Kopf hoch - Unfälle durch routinierte Fahrmanöver vermeiden

Je besser Fahrer ihre Maschine und das Fahrverhalten kennen, umso eher können sie einen Unfall vermeiden und Gefahren ausweichen. Bei Brems- und Ausweichmanövern ist die Blickrichtung sehr entscheidend.

Den Kopf sollte man immer hochhalten, raten die ifz-Experten. Und den Blick geradeaus in die Bremsrichtung lenken, statt gebannt auf das Vorderrad zu schauen.

Bei einem Ausweichmanöver wird in die freie Lücke geschaut und nicht auf das Hinderniss gestarrt. Auch am Ende des Bremsmanövers sollte der Blick oben bleiben.
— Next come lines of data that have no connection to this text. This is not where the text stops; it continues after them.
PR #2942, opened 2023-06-23
Add implied `return;` at end of non-value-returning functions. 

zygoloid:
Add validation that every code block in a function is terminated by a sequence of terminating instructions, and that terminators don't appear anywhere else in code blocks.

This required tracking whether we're in a reachable code block. That's done on the fly when we create a new code block; the new `SemanticsNodeBlockId::Unreachable` is used to represent the case where we're not actually creating a code block because we're in unreachable code.


toolchain/semantics/semantics_node_kind.h
```diff
@@ -22,6 +22,11 @@ class SemanticsNodeKind : public CARBON_ENUM_BASE(SemanticsNodeKind) {
 #include "toolchain/semantics/semantics_node_kind.def"
 
   using EnumBase::Create;
+
+  // Determine whether this node kind is a code block terminator, such as a
```
jonmeow: "Returns true if"

This function is called to determine, but doesn't feel like it determines itself. (also, it'd be "Determines" per style)

toolchain/semantics/semantics_ir.cpp
```diff
@@ -92,9 +92,48 @@ auto SemanticsIR::MakeFromParseTree(const SemanticsIR& builtin_ir,
   context.VerifyOnFinish();
 
   semantics_ir.has_errors_ = err_tracker.seen_error();
+
+#ifndef NDEBUG
+  if (auto verify = semantics_ir.Verify(); !verify.ok()) {
+    CARBON_FATAL() << "Built invalid semantics IR: " << verify.error() << "\n"
+                   << semantics_ir;
```
jonmeow: Maybe swap this so that the error is last... the semantics_ir is pretty long, so it'll take time to locate the actual error otherwise (also bear in mind, the stack trace comes first).

jonmeow (approved):
Looks good to me.

This makes me wonder if we should stop emitting a block after the first terminator (e.g., `return; return;`). I actually think we might be able to do that in the SemanticsIR, by stopping additions to the block (but still validating by creating the nodes). Maybe something to think about, but definitely not part of this PR.

jonmeow:
Oh, I wonder how we should handle:

```
fn F() -> i32 {
  return 3;
  if (true) {
  }
}
```

Which would fail verification here. (maybe my above comment about stopping emitting IR is more important than I was thinking?)

toolchain/semantics/semantics_node_kind.h
zygoloid: Done.

toolchain/semantics/semantics_ir.cpp
zygoloid: Done.

zygoloid:
> This makes me wonder if we should stop emitting a block after the first terminator (e.g., `return; return;`). I actually think we might be able to do that in the SemanticsIR, by stopping additions to the block (but still validating by creating the nodes).

Yeah, I think we need to at least stop emitting the current block and start emitting a new block when we finish a `return` statement. But that then breaks the naïve tracking of whether we're in reachable code that this PR was doing. I've followed the approach you suggested: when we're visiting unreachable code, we still create the nodes but don't add them to the block. I'm tracking whether we're currently within an unreachable block by setting the top block on the node block stack to a new block ID, `SemanticsNodeBlockId::Unreachable`, that doesn't correspond to a real block, in that case.

In order to properly track whether we're in a reachable block as we go, I've also refactored all the code block creation code to go through a few new functions on `SemanticsContext` that determines whether the new code block is reachable or not.

toolchain/semantics/semantics_node_block_stack.h
```diff
@@ -23,9 +23,18 @@ class SemanticsNodeBlockStack {
       llvm::raw_ostream* vlog_stream)
       : name_(name), node_blocks_(&node_blocks), vlog_stream_(vlog_stream) {}
 
+  // Adds a node block, but does not push it.
+  auto Add() -> SemanticsNodeBlockId;
```
jonmeow: My leaning is this belongs on SemanticsIR which owns node_blocks_, rather than here, since it's not related to the stack. This could switch to taking a pointer to semantics_ir for calling Add.

SemanticsIR already has Add functions for most of its data, so this would be consistent there. To the extent that the stack was abstracting away the Add, that's no longer possible with this addition.

toolchain/semantics/semantics_node_block_stack.h
```diff
@@ -23,9 +23,18 @@ class SemanticsNodeBlockStack {
...
+
+  // Pushes an existing node block.
+  auto Push(SemanticsNodeBlockId) -> void;
```
jonmeow:
```suggestion
  auto Push(SemanticsNodeBlockId id) -> void;
```

toolchain/semantics/semantics_node_block_stack.h
```diff
@@ -51,6 +60,11 @@ class SemanticsNodeBlockStack {
     return Pop();
   }
 
+  // Returns whether the current block is statically reachable.
+  auto CurrentBlockIsReachable() -> bool {
```
jonmeow:
```suggestion
  auto is_current_block_reachable() -> bool {
```

Soft suggestion

toolchain/semantics/semantics_context.h
```diff
@@ -57,9 +57,48 @@ class SemanticsContext {
...
+  auto AddConvergenceBlockWithArgAndPush(
+      ParseTree::Node parse_node,
+      std::initializer_list<std::pair<SemanticsNodeBlockId, SemanticsNodeId>>
+          blocks_and_args) -> SemanticsNodeId;
+
   // Add the current code block to the enclosing function.
   auto AddCurrentCodeBlockToFunction() -> void;
 
+  // Returns whether the current position in the current block is reachable.
+  auto CurrentPositionIsReachable() -> bool;
```
jonmeow:
```suggestion
  auto IsCurrentPositionReachable() -> bool;
```

Mild, but suggesting starting the name with "Is" so that it's clearer it's a query instead of a statement.

toolchain/semantics/semantics_node_block_stack.h
```diff
@@ -51,6 +60,11 @@ class SemanticsNodeBlockStack {
...
+    return stack_.empty() || stack_.back() != SemanticsNodeBlockId::Unreachable;
```
jonmeow:
```suggestion
    CARBON_CHECK(!stack_.empty());
    return stack_.back() != SemanticsNodeBlockId::Unreachable;
```

I believe this query should only ever be run when non-empty. i.e., this could be a CHECK if desired, although `Peek()` doesn't check first.

toolchain/semantics/semantics_context.cpp
```diff
@@ -143,6 +224,20 @@ auto SemanticsContext::AddCurrentCodeBlockToFunction() -> void {
...
 }
 
+auto SemanticsContext::CurrentPositionIsReachable() -> bool {
+  if (!node_block_stack().CurrentBlockIsReachable()) {
+    return false;
+  }
+
+  // Our current position is at the end of the current block. That position is
+  // reachable unless the previous instruction is a terminator instruction.
+  auto& block_contents = semantics_ir().GetNodeBlock(node_block_stack().Peek());
```
jonmeow: Peek is not guaranteed to provide a valid return. This probably works today because it won't be called from a lazily created block. I'd suggest one of:

1) Document in the header that this can only be called when a valid block is on the top. Maybe explicitly CHECK, but GetNodeBlock will fail if it gets an invalid block id.
2) Handle invalid. Probably `auto block_id = node_block_stack().Peek(); if (!block_id.is_valid()) { return true; }`

My slight leaning is option 1 because it's less logic, and the guard rail can be switched if behavior changes.

jonmeow (approved):

toolchain/semantics/semantics_context.cpp
zygoloid: Nice catch. This is working today because code blocks are never created as invalid -- we eagerly create the entry block so we can add it to the `SemanticsFunction`, and we eagerly create all other code blocks so we can create a branch to them. But I think it'd probably be reasonable to call this function after a new code block is pushed and before any branches to it are added -- and at least it'd be surprising if it fails in that case -- so I've gone with option 2.

toolchain/semantics/semantics_context.h
zygoloid: Done, and lower-cased for consistency with `is_current_block_reachable`.

toolchain/semantics/semantics_node_block_stack.h
zygoloid: Done.

toolchain/semantics/semantics_node_block_stack.h
zygoloid: Done. I moved the check into `Peek` and switched this to call `Peek`.

zygoloid (commented):
I've fixed the handling of `BranchIf` to be more precise: we now validate that `BranchIf` only appears in the run up to the block terminator, and can't be used as the final instruction in a block, and that a block has exactly one proper terminator instruction. We no longer treat an instruction after a `BranchIf` as unreachable, though that doesn't make a difference in practice because we never call `is_current_position_reachable` in that situation currently.

toolchain/semantics/semantics_ir.h
```diff
@@ -82,6 +82,13 @@ class SemanticsIR {
   }
   auto Print(llvm::raw_ostream& out, bool include_builtins) const -> void;
 
+  // Adds an empty node block, returning an ID to reference it.
+  auto AddBlock() -> SemanticsNodeBlockId {
```
jonmeow: Naming AddNodeBlock would mirror GetNodeBlock; also, note how I've been placing all the Add/Get functions next to each other...

toolchain/semantics/semantics_node_kind.h
```diff
@@ -16,17 +16,32 @@ CARBON_DEFINE_RAW_ENUM_CLASS(SemanticsNodeKind, uint8_t) {
...
 
+// Whether a node is a terminator or part of the terminator sequence. The nodes
+// in a block appear in the order NotTerminator, then TerminatorSequence, then
+// Terminator, which is also the numerical order of these values.
+enum class SemanticsTerminatorKind {
+  // This node is not a terminator.
+  NotTerminator,
+  // This node is not itself a terminator, but forms part of a terminator
+  // sequence.
+  TerminatorSequence,
```
jonmeow, line 27: Looking at the code, couldn't this just be NotTerminator? I see code that compares with Terminator, but nothing comparing with NotTerminator or TerminatorSequence.

Partly I'm commenting because of the macros: terminators are nodes, so NODE -> TERMINATOR felt a little odd to me. But for one macro, I kind of shrugged. Now it's two, so I feel I should comment; maybe you could do something like `CARBON_SEMANTICS_NODE_KIND_WITH_TERMINATOR_KIND(BranchIf, TerminatorSequence)` and have one macro? It's borderline, but if more details keep getting added, I think it shouldn't be a new macro each time.

jonmeow (commented):
Continuing to comment, but if you want to merge and do an incremental change from there, please go ahead. I think focusing deltas may help regardless.

toolchain/semantics/semantics_ir.h
zygoloid: Done.

toolchain/semantics/semantics_node_kind.h
zygoloid: This is used in `SemanticsIR::Verify`, in `prior_kind > node_kind`, which is checking for the case of `Terminator` followed by `NotTerminator` or `TerminatorSequence`, and for the case of `TerminatorSequence` followed by `NotTerminator`.

I'll merge this and send a separate PR for the suggested macro change.

PR #2944, opened 2023-06-23
Codegen: Given a carbon file prints the assembly to the stdout

fasiddique:


toolchain/codegen/codegen.cpp
```diff
@@ -0,0 +1,72 @@
...
+#include "llvm/Target/TargetOptions.h"
+#include "llvm/TargetParser/Host.h"
+
+namespace Carbon {
+
+auto PrintAssemblyFromModule(llvm::Module& module,
+                             llvm::StringRef target_triple,
+                             llvm::raw_pwrite_stream& error_stream,
+                             llvm::raw_pwrite_stream& output_stream) -> bool {
+  bool has_errors = false;
```
jonmeow: Why are you creating a `has_errors` variable which is never assigned, and returning `has_errors`/`!has_errors`? Why not instead return true/false?

toolchain/driver/testdata/error_codegen_target_triple.carbon
```diff
@@ -0,0 +1,8 @@
+// Part of the Carbon Language project, under the Apache License v2.0 with LLVM
+// Exceptions. See /LICENSE for license information.
+// SPDX-License-Identifier: Apache-2.0 WITH LLVM-exception
+//
+// RUN:  %{not} %{carbon} dump assembly --target_triple=x86_687-unknown-linux-gnu %s | %{FileCheck-strict}
```
jonmeow:
```suggestion
// RUN: %{not} %{carbon} dump assembly --target_triple=x86_687-unknown-linux-gnu %s | %{FileCheck-strict}
```

toolchain/driver/testdata/error_codegen_target_triple.carbon
```diff
@@ -0,0 +1,8 @@
...
+// CHECK:STDERR: {{ERROR:.*}}
```
jonmeow:
```suggestion
// CHECK:STDERR: ERROR: {{.*}}
```

Let's limit the regex to only be used where needed. Also, there should be a space after "ERROR:", so you can validate that.

toolchain/driver/driver.cpp
```diff
@@ -236,6 +246,17 @@ auto Driver::RunDumpSubcommand(DiagnosticConsumer& consumer,
...
   }
 
+  if (dump_mode == DumpMode::Assembly) {
+    consumer.Flush();
+    has_errors |= Carbon::PrintAssemblyFromModule(
+        *module, target_triple, error_stream_, output_stream_);
+    if (has_errors) {
+      CARBON_VLOG() << "Unable to dump assembly due to errors.";
+      return false;
+    }
```
```suggestion
```

The error should be printed, so I don't think there's a need to note an error.

toolchain/codegen/codegen.cpp
```diff
@@ -0,0 +1,72 @@
...
+  llvm::TargetOptions target_opts;
+  std::optional<llvm::Reloc::Model> reloc_model;
+  auto* target_machine = target->createTargetMachine(
+      target_triple, CPU, Features, target_opts, reloc_model);
+  module.setDataLayout(target_machine->createDataLayout());
+  module.setTargetTriple(target_triple);
+
+  // Using the legacy PM to generate the assembly since the new PM
+  // does not work with this yet.
+  // FIXME: make the new PM work with the codegen pipeline.
```
jonmeow:
```suggestion
  // TODO: make the new PM work with the codegen pipeline.
```

Prefer TODO instead of other possible markers.
https://google.github.io/styleguide/cppguide.html#TODO_Comments

toolchain/codegen/codegen.h
```diff
@@ -0,0 +1,20 @@
...
+
+#ifndef CARBON_TOOLCHAIN_CODEGEN_CODEGEN_H_
+#define CARBON_TOOLCHAIN_CODEGEN_CODEGEN_H_
+
+#include <cstdint>
+
+#include "llvm/IR/Module.h"
+
+namespace Carbon {
+// Prints the assembly to stdout for the given llvm module.
```
jonmeow, line 13: Idiomatically, I expect functions to return `true` on success and `false` on failure. Right now this does the reverse. Please make the behavior match the idiom, and document the return behavior for clarity.

jonmeow: Although you changed the behavior, please also document the return behavior here.

toolchain/driver/testdata/error_codegen_target_triple.carbon
jonmeow: I see you removed the space after ERROR: (versus my suggestion). Why shouldn't a space be there?

jonmeow (commented):
Thanks! I think we're almost done here, but I see a couple of my comments were only partially addressed, can you check them again?

jonmeow (approved):
Thanks! With these changes, this looks ready to merge.

PR #2946, opened 2023-06-25
Explorer: Prevent copies when initializing a let binding from reference expression

Pixep:
Prevent copies when initializing value expression from reference expression. This is based on https://github.com/carbon-language/carbon-lang/pull/2006, which introduces expression categories, and how it is possible to convert to/from those different categories. Continuation of https://github.com/carbon-language/carbon-lang/pull/2907

## Functional changes

* Initializing a value expression from a reference expression takes its value without a copy
    * Reading from the value expression causes an error if the value changed from the time it was initialized
    * In this situation, prevents a copy both for variable definitions, and call parameter bindings

* Add new `ExpressionCategoryAction`, which evaluates an expression and returns an `ExpressionValue` containing its category and address (if any), in addition to the resulting `Value*`
    * `ExpressionAction`s now invokes `ExpressionCategoryAction` and unwraps the returned `ExpressionValue`
* `RuntimeScope::BindAndPin` method, and corresponding when attempting to read a `value_node`.

## Next work

* Avoid unnecessary copies from value expression to value expression, after ensuring that even value expression temporaries are registered for destruction (https://github.com/Pixep/carbon-lang/pull/9)


explorer/interpreter/action.cpp
```diff
@@ -88,19 +102,36 @@ void RuntimeScope::Merge(RuntimeScope other) {
...
+    return {std::nullopt};
   }
+  auto pinned_it = pinned_values_.find(value_node);
+  if (pinned_it != pinned_values_.end()) {
+    // Check if pinned value was modified.
+    CARBON_CHECK(it->second->kind() == Value::Kind::LocationValue);
+    CARBON_ASSIGN_OR_RETURN(
+        Nonnull<const Value*> current,
+        heap_->Read(cast<LocationValue>(it->second)->address(), source_loc));
+    if (current != pinned_it->second) {
```
zygoloid: It looks like we're performing a `Value*` comparison here. Have we decided which of these we want:

1) If the value is mutated in any way between the binding and the read, that's bad.
2) If the value is actually different when it's read, that's bad, but it's OK to temporarily change it to something else and back again so long as no-one looks at it.

If we want (1), then I think this doesn't quite go far enough, because we could assign a different `Value*` and then assign back the original `Value*`. If we want (2), then I think we need to perform a `ValueEqual` comparison here rather than a pointer comparison, because it's possible for two different `Value*`s to point to equal values.

explorer/interpreter/heap.cpp
```diff
@@ -73,16 +76,31 @@ auto Heap::CheckInit(AllocationId allocation, SourceLocation source_loc) const
   return Success();
 }
 
-void Heap::Deallocate(AllocationId allocation) {
+auto Heap::CheckWritable(AllocationId allocation,
```
zygoloid: Is this function left behind from a different approach? I can't find anywhere that an allocation is put into the `AlivePinned` state. (I think the implementation in `RuntimeScope` doesn't need this machinery, and seems to properly handle the case where only a subobject of an allocation is pinned, which this approach presumably wouldn't.)

explorer/interpreter/interpreter.cpp
```diff
@@ -293,38 +297,43 @@ auto Interpreter::CreateStruct(const std::vector<FieldInitializer>& fields,
...
       }
       break;
     case ExpressionCategory::Value:
       if (v.expression_category() == ExpressionCategory::Value) {
         // TODO: Ensure value expressions of temporaries are registered as
         // allocation to allow us to reference it without the need for a copy.
-        (*bindings)->Initialize(value_node, v.value());
+        bindings->Initialize(value_node, v.value());
       } else if (v.expression_category() == ExpressionCategory::Reference) {
         // TODO: Prevent mutation, error on mutation, or copy
```
zygoloid: Can we remove this TODO now?

zygoloid (commented):
It looks like we end up creating a lot of `ExpressionValue`s for value expressions that are just wrapping a `Value*`, and then immediately unwrapping them when we get to the end of the `ExpressionAction` that encloses the `ExpressionCategoryAction`. I wonder if we can avoid most of that wrapping and unwrapping:

- Only create `ExpressionValue` for the `Reference` and `Initializing` cases, never for the `Value` case.
- In `ExpressionCategoryAction`, don't create the `ExpressionValue` wrappers for value expressions, and in the places where you're unwrapping an `ExpressionValue`, treat a `Value` that's not an `ExpressionValue` in the same way you currently treat an `ExpressionValue` for a value expression.
- Possibly consider splitting `ExpressionValue` up into two different `Value` subclasses for the two cases. Something like `ReferenceValue` and `InitializingExpresionValue` might make sense.
- Possibly consider renaming `ExpressionAction` to `ValueExpressionAction`, and renaming `ExpressionCategoryAction` to `ExpressionAction`, to reflect that `ValueExpressionAction` is computing a value, even when given an expression of a different category.

explorer/interpreter/heap.cpp
Pixep: Thanks for catching that... yes it was indeed the previous implementation, I suppose I just got used to seeing it. Thanks!

explorer/interpreter/action.cpp
Pixep: Relayed to #pointers on Discord. That's a good point... Going with 2. would be trivial to implement, 1. not so much, as we would need a revision counter, or notify observers of a mutation. But that would enable CoW scenarios.
Going to add `ValueEqual` for now at least.

explorer/interpreter/interpreter.cpp
Pixep: We can indeed! Removed.

explorer/interpreter/action.cpp
Pixep: Going with (1) as discussed https://discord.com/channels/655572317891461132/753021843459538996/1125137499937849395.
This was trivially implemented using a revision counter in `Heap`.

zygoloid: It looks like the revision counter is per-allocation, which I think means that we'd treat a case like this as invalid:

```
fn F() -> i32 {
  var v: {.a: i32, .b: i32} = {.a = 1, .b = 2};
  let a: i32 = v.a;
  v.b = 3;
  // Should be OK: `v.a` has not been modified,
  // even though another part of the same allocation has.
  return a;
}
```

Pixep:
> It looks like we end up creating a lot of `ExpressionValue`s for value expressions that are just wrapping a `Value*`, and then immediately unwrapping them when we get to the end of the `ExpressionAction` that encloses the `ExpressionCategoryAction`. I wonder if we can avoid most of that wrapping and unwrapping:
> 
> * Only create `ExpressionValue` for the `Reference` and `Initializing` cases, never for the `Value` case.
> * In `ExpressionCategoryAction`, don't create the `ExpressionValue` wrappers for value expressions, and in the places where you're unwrapping an `ExpressionValue`, treat a `Value` that's not an `ExpressionValue` in the same way you currently treat an `ExpressionValue` for a value expression.
> * Possibly consider splitting `ExpressionValue` up into two different `Value` subclasses for the two cases. Something like `ReferenceValue` and `InitializingExpresionValue` might make sense.
> * Possibly consider renaming `ExpressionAction` to `ValueExpressionAction`, and renaming `ExpressionCategoryAction` to `ExpressionAction`, to reflect that `ValueExpressionAction` is computing a value, even when given an expression of a different category.

Addressed all of those listed above. I was a bit concerned with having to branch too much, but this is manageable, avoids all that wrapping, and makes the intent clearer.

Small difference compared to what you mentioned: we don't have an `InitializingExpressionValue` for now, but this leaves room for that if we want to change the way we propagate locations into, or out of a call.

The "revision counter" point raised is still outstanding on my side.

explorer/interpreter/action.cpp
Pixep: Added that use case, and reworked it. I tried to keep the logic as simple as possible, not super happy with the fact we now have some `ValueNodeView`(`AstNode*` actually) in the Heap, but maybe that's good enough for this round.
Most of the logic is visible in `heap.cpp`.

Pixep:
https://github.com/carbon-language/carbon-lang/pull/2946/commits/c8c4547ce24a8ab6f56d3c8383aa9c701d8dbc2d updates the trace test file, I haven't dug yet to see if that diff is expected or not.

zygoloid (approved):

zygoloid:
Trace differences are due to running additional actions, each of which traces the stack and heap state. The extra output will be cleaned up by #2982, so I think it's fine for now.

PR #2952, opened 2023-06-27
LLVM should be included using quotes.

jonmeow:
This also results in correct dependency discovery (the missing LLVM dep on expression_category).


chandlerc (approved):
LG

Das hilft, damit man das Gleichgewicht auch kurz vor dem Stillstand nicht verliert.

Dosiertes Bremsen - oder doch voll reinlangen?

Wer ein Motorrad ohne Antiblockiersystem hat, muss das dosierte Bremsen üben. Dabei wird immer entlang der Blockiergrenze der Bremsen gebremst. Blockiert dabei das Vorderrad, muss man die Bremse blitzartig lösen - und dann wieder kräftig Druck aufbauen. Fahrer von ABS-Maschinen sollten trainieren, voll in die Bremse reinzulangen.

Grundsätzlich gilt beim Bremsen: Vorne schnell, aber nicht abrupt einen Bremsdruck aufbauen und diesen zügig maximieren. Auch hinten sollte man von Anfang an mitbremsen. Der Fokus sollte aber auf der Vorderradbremse liegen - ausgenommen davon sind hecklastige Chopper und Cruiser. Kupplung ziehen nicht vergessen.